PR #84, opened 2020-09-21
Fix label processing, again

kq-li:
Labels didn't make it to output JSON -- adding them as actual instructions in basic blocks should fix it. Also, double labels and trailing labels should now become "empty" (i.e. instructionless) basic blocks -- I believe this is the correct behavior? 

Also, it was previously possible to create a naming conflict in the CFG if there was a label `block0` and an unlabeled basic block. Prepending `label_` to the names of labeled basic blocks should fix that.

### DIFF
--- a/bril-ocaml/lib/func.ml
+++ b/bril-ocaml/lib/func.ml
@@ -14,7 +14,7 @@ type t = {
 let instrs { blocks; order; _ } = List.concat_map order ~f:(Map.find_exn blocks)
 
 let process_instrs instrs =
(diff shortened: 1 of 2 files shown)


sampsyo:
Preserving labels "blindly" (even when blocks are empty) seems like a good idea to me! You can imagine that a special CFG simplification pass could take care of removing empty BBs, taking care of cases where both labels appear to be necessary because they are attached to jumps/branches elsewhere in the function.

PR #89, opened 2020-11-27
Bril<->Rust extension

Pat-Lafon:
I figure if Bril has a Ocaml library, it could probably use a Rust library as well. This supports the main language extensions besides the recent speculation extension. 

I'm not quite sure what tests to add to show that core+extensions are all parse correctly though I've used it in the previous tasks and a bril interpreter so I'm reasonable confident in it.


sampsyo:
Awesome; thanks!!

PR #92, opened 2020-12-04
update bril-vim/syntax/bril.vim for speculate

mdmoeller:
Added keywords commit, guard, speculate to the vim syntax file.


sampsyo:
Wahoo; thanks!

PR #220, opened 2022-06-26
Brilift: Support the memory extension

sampsyo:
This adds support for the memory (pointer) extension in Brilift. It works differently in the two modes:

* In AOT mode, it just calls libc's own `malloc` and `free`.
* In JIT mode, we use [Rust's `alloc`](https://doc.rust-lang.org/alloc/) to do something similar. Unlike `malloc`, however, `alloc::alloc` and `alloc::free` don't keep track of the sizes of allocations themselves, so we need to store those in the allocations themselves. This is not too bad.

A consequence of both techniques is that invalid memory accesses (e.g., out-of-bounds accesses or UAFs) are undefined behavior in both settings.

In JIT mode at least, it would be really cool to someday try using [Cranelift's sandboxed "heaps"](https://github.com/bytecodealliance/wasmtime/blob/main/cranelift/docs/ir.md#heaps) instead of actual Rust allocations. But I believe this would require including our own allocator somehow (which would operate within the regions of memory created by the JIT), so it may not be worth it.

Anyway, taken all together, this means that Brilift can run all the benchmarks.


sampsyo:
Looks like `adler32` is crashing in JIT mode in CI (although it does not do that on my machine). Fun!

Anyway, in the mean time, here's quick performance comparison on all 44 benchmarks, using the same (havarti) setup as in https://github.com/sampsyo/bril/pull/213#issue-1268552011. The summary is:

```
brilirs: 61.79x
brilift-jit: 60.71x
brilift-aot: 182.68x
```

In other words, basically the same averages as before.

plot

sampsyo:
Found the bug, although it's surprising it only arose for a single benchmark. I was accidentally freeing the memory for the generated machine code before calling the compiled function, so our `alloc` instructions could overwrite the program itself. `unsafe` is not a toy, kids!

Work item — Only the lines above starting with the one with "Labels didn't make" and going through the one with "This adds support" are to be copied, word for word and with both ends kept.

Exercise output —
Labels didn't make it to output JSON -- adding them as actual instructions in basic blocks should fix it. Also, double labels and trailing labels should now become "empty" (i.e. instructionless) basic blocks -- I believe this is the correct behavior? 

Also, it was previously possible to create a naming conflict in the CFG if there was a label `block0` and an unlabeled basic block. Prepending `label_` to the names of labeled basic blocks should fix that.

### DIFF
--- a/bril-ocaml/lib/func.ml
+++ b/bril-ocaml/lib/func.ml
@@ -14,7 +14,7 @@ type t = {
 let instrs { blocks; order; _ } = List.concat_map order ~f:(Map.find_exn blocks)
 
 let process_instrs instrs =
(diff shortened: 1 of 2 files shown)


sampsyo:
Preserving labels "blindly" (even when blocks are empty) seems like a good idea to me! You can imagine that a special CFG simplification pass could take care of removing empty BBs, taking care of cases where both labels appear to be necessary because they are attached to jumps/branches elsewhere in the function.

PR #89, opened 2020-11-27
Bril<->Rust extension

Pat-Lafon:
I figure if Bril has a Ocaml library, it could probably use a Rust library as well. This supports the main language extensions besides the recent speculation extension. 

I'm not quite sure what tests to add to show that core+extensions are all parse correctly though I've used it in the previous tasks and a bril interpreter so I'm reasonable confident in it.


sampsyo:
Awesome; thanks!!

PR #92, opened 2020-12-04
update bril-vim/syntax/bril.vim for speculate

mdmoeller:
Added keywords commit, guard, speculate to the vim syntax file.


sampsyo:
Wahoo; thanks!

PR #220, opened 2022-06-26
Brilift: Support the memory extension

sampsyo:
This adds support for the memory (pointer) extension in Brilift. It works differently in the two modes:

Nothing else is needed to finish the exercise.